Based on the phenomenon of aldosterone escape and the well-documented harmful effects of aldosterone on renal tissue, several randomized trials have studied the effects of a MRA in diabetic and non-diabetic nephropathy.

Method: This is a review of the literature in relevance to data evaluating the effect of MRA on renal outcomes.

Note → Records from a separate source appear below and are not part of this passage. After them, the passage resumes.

Issue #852, opened 2020-03-02
[Common-Lisp] Implement new Concept Exercise: sexpr


verdammelt:
This issue describes how to implement the `sexpr` concept exercise for the Common Lisp track.

## Goal

The goal for this exercise is to get the student familiar with the basics of s-expressions. That is to say - that all s-expressions (sexpr from here on) are either atoms or cons pairs). We will teach this via the use of `atom` and `consp` along with `car` and `cdr` (with additional tests showing that `first` and `rest` are good "modern" names).

## Learning objectives

- Know about atoms, conses and lists.
- Know about the basic functions `car` and `cdr` (`first` and `rest`).

## Out of scope

- Full exploration of conses and lists is beyond the scope of this exercises.
- Further exploration of sexpr and their use in code manipulation/generation (e.g. macros) is also out of scope.

## Concepts

- sexpr
- lists (basic)

## Representer

(Unsure - we don't yet have a representer...)

## Analyzer

(Unsure... we don't yet have an analyzer)

TheLostLambda:
Looking like a really good start! Was the implementing section trimmed out here?

I think Erik has left it in, but I'm not sure if it's vital: https://github.com/exercism/v3/issues/815

verdammelt:
I see what was done on that other issue - that seems redudant to the https://github.com/exercism/v3/blob/master/languages/common-lisp/reference/implementing-a-concept-exercise.md doc though.

I was thinking that 'implementing' might have some notes/details about how to implement the exercise, not the *instructions* of how to add an exercise to the repo.

But created this without doing a survey of the "state of the art" or "best practices" already being done in other tracks.

TheLostLambda:
That's a valid point actually. I do think that the implementation stuff has been slightly updated since we wrote that file, but it's no use repeating it here.

With that being said I've heard from some others on the slack that we can use the implementation section to give details on the sort of excercise we have in mind. We don't need to outline every detail, but we can somewhat describe the task.

PR #853, opened 2020-03-02
[Common Lisp] Implement new Concept Exercise: sexpr

verdammelt:
ref. issue #852.


TheLostLambda:
Things are looking really quite good here!

What is there left to do? Is there anything that I could help with in the next couple of days?

verdammelt:
@TheLostLambda Thanks.  What's letft is figuring out what to do with all the rest of the files - in .doc and .meta that we might need. Further I want to write a solution to this.

But I have a concern. While I think using ASDF is the correct thing to do - I worry that it will add complexity for the student not familiar with it.

Think about it as a new Common Lisp student. We'll provide some instructions on how to download SBCL & Quicklisp (or just point them to portacle) then they've used `exercism fetch` or whatever... and it plots their exercise down in some place like `~/exercism/common-lisp/concepts/sexpr`. How do they load up the ASDF file in that directory? ASDF doesn't make it easy (at least as far as I know) to load up systems in arbitrarily placed ASDF files.

TheLostLambda:
I haven't had a bunch of time to play around with things just yet, but I did find a borderline-hacky way to get ASDF loading. While they advise that you keep things in a central location, they still allow for the search paths to be manually set.

I've tested with Portacle (on Linux) and all that's required is:
```lisp
> (load "package.lisp")
> (asdf:test-system :sexpr)

Running test suite SEXPR-SUITE
 Running test ATOMS .............
 Running test CONSES ............
 Did 25 checks.
    Pass: 25 (100%)
    Skip: 0 ( 0%)
    Fail: 0 ( 0%)

T
```

While that works really well for me, it needs some testing on Windows and MacOS. It should work fine as it's using UIOP, but it's worth checking.

I'm a bit on the fence when it comes to ASDF myself – it seems like a lot of work for what will be really quite small packages. I think it's good, however, as an example of proper, "real-world" packaging in CL. I like it and I think it should stick around for now, but perhaps we should reevaluate a little ways down the line.

Additionally, here is the solution that I've put together:

```lisp
(defun is-an-atom-p (thing)
  "Evaluates to T if THING is an atom, NIL otherwise"
  (atom thing))

(defun is-a-cons-p (thing)
  "Evaluates to T if THING is a cons, NIL otherwise"
  (consp thing))
```
I needed to change the test cases involving `nil`. Apparently `nil` is an atom and not a cons (which feels right to me) but *is* a list. Let me know what you think about that change though :)

Additionally, I'm loving the summary that FiveAM gives after running a test suite :heart:

verdammelt:
Good catch on `nil` - i was just flinging out the test cases but hadn't actually written any code to see if it worked :)

I'm really starting to think that while ASDF is the 'correct' way to do things in 'modern' common lisp projects - for this case I think a more simple 'load' would be better. Similar to how it was done in the existing track - but perhaps not auto-running tests (instead exporting a `run` function):

`(load "slug-test") (slug-test:run)`

then `(load "slug") (slug-test:run)` when writing their solution...

Even the package file seems more than necessary for our use here - putting the packages right into the lisp files as they were on the v2 track.

languages/common-lisp/exercises/concept/sexpr/package.lisp
```diff
@@ -1,3 +1,6 @@
+(push (uiop:getcwd) asdf:*central-registry*)
```
verdammelt: While this works it doesn't feel right 1) because using `*central-registry*` is definitely not recommended anymore in ASDF 2) the package file is not the place for this (IMHO).

If we do go with such an approach I'd say we should create another file - maybe `boot.lisp` or `run.lisp` which would do this sort of stuff and then the  student could load that to run load files and run tests.

(Oh and another thing: `push` means you'll have lots of copies of the current directory in the registry. Probably want to use `pushnew`...)

TheLostLambda:
I agree that while it could be convinced to work, ASDF might not be the way to go here. I would also be in favor of doing things the way we did in v2 (two lisp files, one with the code and the other with tests) but if we do that, I think it would be nice to still autorun the tests when loading the test file.

I often `cd` to the directory exercism drops, say, a student's code in and run:
```bash
sbcl --load *-test.lisp --quit
```
Which is a nice, quick way to test the code. So I'd lean towards keeping the auto-running, but let me know what you think!

languages/common-lisp/exercises/concept/sexpr/package.lisp
TheLostLambda: Yeah, it's quite hacky. I think we might be better off without ASDF (a good call on `push` vs `pushnew` though!)

verdammelt:
Hmmm I was hoping you would not prefer the autorun :)... I found having that autorun was annoying when we wrote our test runner (for the build - but not so bad for auto test runner for student tests...)

So perhaps our next step is to back up... change the definition of what files we want/need, then get back to this PR after we have that resolved.

We'd need to go and change the 'how to write an exercise' document. I'll create an issue.

TheLostLambda:
I've switched things to more of a v2 model and exported a `run-test-suite` function that reloads the implementation file and runs the tests.

It's all a bit rough, but let me know what you think!

languages/common-lisp/exercises/concept/sexpr/sexpr-test.lisp
```diff
@@ -33,3 +38,8 @@
   (is-false (sexpr:is-a-cons-p #'atom))
   (is-false (sexpr:is-a-cons-p #'consp))
   (is-false (sexpr:is-a-cons-p nil)))
+
+(defun run-test-suite ()
+  (progn
+    (load "sexpr.lisp")
```
verdammelt: I was thinking of giving this as part of the instructions. Remember that the student may not in fact be working in a text file but in the REPL. Loading the file may actually be detrimental to a REPL based workflow.

verdammelt:
@TheLostLambda Thanks for the update. I'll work on the other doc files today so we can wrap this up soon.

languages/common-lisp/exercises/concept/sexpr/sexpr-test.lisp
TheLostLambda: I suppose that's true. I've been on the fence about including that but decided to because I figured it would be a bit tedious to run two commands in the REPL every time they want to retest a solution.

I don't love having the `load` here, but I think it makes it easy to test incremental changes.

I'm certainly open to discussing it more, however.

verdammelt: I am on the fence. I'll take a look how the other lisps do it as they may have the same sort of issues.

verdammelt:
Some more commits:

* add tests for car/cdr (or first/rest - both are ok)
* add documentation for the exercise
* quality of life fixes - .gitignore for FASL files 

@TheLostLambda FYI: I realized we need to have a `(load "SLUG")` near the top of the test file otherwise lots of compilation errors during the initial load.

Besides the usual: "is this correct" check, I'd like to have some "is this exericse complete" checking...

TheLostLambda:
Some small details, how would you feel about renaming `run-test-suite` to `run-tests` to match with Clojure?

Additionally, do you prefer
```lisp
(defun first-thing (cons)
  "Returns the first part of CONS"
  nil)
```

over 

```lisp
(defun first-thing (cons)
  "Returns the first part of CONS")
```
?

I think that I prefer the second for the stub code, but I'm alright with either I suppose (these are just some small nitpicks).

verdammelt:
RE: run-test-suite -> run-test  - I think this would be good.
RE: `nil` at the end of the stub code: Ah, i forgot to comment on this. I did this because without it those functions evaluate to their docstrings (which instead of being docstrings are the body) and I worried that test failures might confuse.

Give it a try - run the tests with just the stub code - both with and without the `nil`s. Let me know if you think it is a good idea.

(Personally, other than this specific reason, I'd not leave the `nil` in the stub code.)

TheLostLambda:
I tried with the nils removed, and while it does return the string, it's not too confusing I don't think. I think the empty body pretty clearly shows its just a stub.

languages/common-lisp/exercises/concept/sexpr/sexpr.lisp
```diff
@@ -0,0 +1,17 @@
...
+
+(in-package :sexpr)
+
+(defun is-an-atom-p (thing)
+  "Evaluates to T if THING is an atom, NIL otherwise")
+
+(defun is-a-cons-p (thing)
+  "Evaluates to T if THING is a cons, NIL otherwise")
+
+(defun first-thing (cons)
```
TheLostLambda: Common lisp is a Lisp-2, so it's totally fine to name this variable "cons" but it's possible that could be confusing?

Would it be worth renaming it to something like `cons-cell` or something else?

verdammelt: well `cons-cells` would be more correct as it has more than one cons cell in it (a cons always has 2 cells).

I don't feel too strongly about it. I guess I had half of an idea that we could *show* rather than teach at this point about Common Lisp being a Lisp2.

languages/common-lisp/exercises/concept/sexpr/.meta/config.json
```diff
@@ -6,7 +6,7 @@
     },
     {
       "github_username": "TheLostLambda",
-      "exercism_username": "???"
+      "exercism_username": "TheLostLambda"
```
verdammelt: ah thanks... i forgot that i needed to ask you about that...

verdammelt:
Thanks for your help with this.

Are we done?

languages/common-lisp/exercises/concept/sexpr/sexpr.lisp
TheLostLambda: Yeah, I actually don't mind that too much. Let's leave it as is for now?

We can always change it later if it confuses people, but I think that it should be fine.

verdammelt:
Yes, let's merge this and then discuss (in Slack) what to do next - another concept exercise most likely...

PR #856, opened 2020-03-02
[Rust] Add concepts.csv

filalex77:
This change is [Reviewable](https://reviewable.io/reviews/exercism/v3/856)


efx:
Pinging Sascha too. IIRC he mentioned us doing so 😄 
/cc @SaschaMann

languages/rust/reference/concepts.csv
```diff
@@ -0,0 +1,88 @@
...
+loops,fundamentals
+iterator-usage,fundamentals
+integers,primitives
+signedness,primitives
+floats,primitives
+casting,primitives
+booleans,primitives
+char,primitives
+&str,primitives
+logical-operators,
```
efx: ah, so some can be uncategorized? i.e. the category is unset.

efx:
I'll do a more detailed review toward EOD EST 😄. I wanted to cross reference this with https://github.com/exercism/v3/blob/master/languages/rust/reference/README.md

SaschaMann:
Thanks for tagging me. I ran the concept CI script locally and already found two bugs in the script :D  

It fails because the config.json and the exercise directory are missing. I'll handle those errors a bit more gracefully.

efx:
I think we are working ahead, but can we target master to avoid being out of sync? Otherwise the main additions look good. I think we'll incrementally refine our concept list. This is a great start to tie into the infrastructure / prepare for it.

filalex77:
@efx Forgot to check target branch. Will rebase on master soon.

lewisclement:
Wanted to weigh in and say that the list looks pretty complete too me, and at least exhaustive enough for the time being. Haven't looked enough at the generator tool to say anything about the syntax.

filalex77:
After taking a fresh look on what I've written, I see some things that can be improved.

Examples:
- Shadowing can't be separated from variables.

```diff
-shadowing,variables
+variables.shadowing
```

It doesn't need a separate reference file, and `variables` category can be replaced with something like `fundamentals`.

- Lifetimes are a single concept.

```diff
-static-lifetime,ownership
+lifetimes.static,ownership
-generic-lifetimes,ownership
+lifetimes.generic,ownership
-anonymous-lifetime,ownership
+lifetimes.anonymous,ownership
```

---

Would be great to have some feedback:
- if I'm correct about these at all
- if there are more things to refactor

Then I'll push the updated CSV. Thanks!

efx:
@filalex77 Great observations! I agree we can group our concepts more intuitively. I like the lifetimes changes because it makes it easier to see they are related.

> if there are more things to refactor

I think we'll find more ways to refine the concepts as we go so don't worry about getting them all in now. Having this basic file in place will help greatly. But yeah, small changes iteratively so we can move *fast* :)

PR #860, opened 2020-03-03
[Clojure] Revise Concept "Lists" Exercise

cstby:
Made the changes suggested by @ErikSchierboom in the #maintaining-clojure.

- fix minor mistakes in exercise
- revise the files in `.docs` to better fit Exercism teaching style
- add Clojure exercise to master concepts reference


languages/clojure/exercises/concept/lists/.docs/introduction.md
```diff
@@ -2,36 +2,10 @@ In Clojure, Lists are [collections][type-collection], just as like [lists in oth
...
-
-```clojure
-(+ 1 2)
-;; => 3
-
-(+ 2 (* 5 6))
-;; => 32
-```
-
 Clojure's special treatment of lists is why we cannot create a list literal directly. In the example below, we get an error saying that `1` cannot be used as a function. Quoting a list using `quote` or its shorthand `'` incidates that the list should not be evaluated.
```
porkostomus: Without the example this is irrelevant:

```suggestion
Clojure's special treatment of lists is why we cannot create a list literal directly. Quoting a list using `quote` or its shorthand `'` incidates that the list should not be evaluated.
```

languages/clojure/exercises/concept/lists/.meta/example.clj
```diff
@@ -20,7 +20,7 @@
   (count lang-list))
 
 (defn learning-list []
-  (->> (empty-list)
+  (->> (new-list)
```
porkostomus: Should we be assuming knowledge of threading macros at this point?

languages/clojure/exercises/concept/lists/src/lists.clj
```diff
@@ -29,5 +29,5 @@
   "Creates and empty list, adds Clojure and Lisp, removes Lisp, adds
```
porkostomus:
```suggestion
  "Creates an empty list, adds Clojure and Lisp, removes Lisp, adds
```

languages/clojure/exercises/concept/lists/src/lists.clj
```diff
@@ -29,5 +29,5 @@
...
   Java and Javascript, then finally return a count of the total number
```
porkostomus:
```suggestion
  Java and JavaScript, then finally returns a count of the total number
```

languages/clojure/exercises/concept/lists/.meta/example.clj
cstby: I don't think we should. I'll change the example and my reference to threading macros in the hints.

PR #862, opened 2020-03-03
[Elixir] Add concepts.csv

filalex77:
Related: #839 
cc @SaschaMann 

This change is [Reviewable](https://reviewable.io/reviews/exercism/v3/862)


neenjaw:
This looks like a good start from the elixir side, I am unfamiliar with the csv format so thanks for pinging @SaschaMann to this!

SleeplessByte:
Nice. You might want to set-up the directory structure so that the categories are represented.

nathanchere:
This already covers everything I would have added from most of the exercises I broke down except for breaking down solutions into multiple files which maybe isn't an essential concept in the same vein but I think makes some of the harder core exercises like Bowling or Forth much more manageable and readable. Not sure if I should add it to the list though?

Results: Studies with spironolactone and eplerenone added to single RAS-blockade showed that these agents are associated with greater reductions in urine albumin or protein excretion compared to either placebo or dual RASblockade. However, studies with these agents on hard renal outcomes are currently missing and the reasonable skepticism of physicians on the real-world incidence of hyperkalemia in CKD patients are limiting their use. A non-steroidal MRA, finerenone, has also great potency in decreasing albuminuria in diabetic nephropathy with possibly lower rates of hyperkalemia. Two multi-center clinical trials examining the effect of finerenone on hard cardiovascular and renal outcomes are currently ongoing.

Conclusion: MRAs are able to reduce albuminuria and proteinuria on top of single RAS-blockade in patients with proteinuric CKD. Ongoing clinical trials are expected to clarify whether such an effect is accompanied by delay in CKD progression.

Keywords: Chronic kidney disease, mineralocorticoid receptor antagonist, albuminuria, proteinuria, spironolactone, eplerenone, finerenone.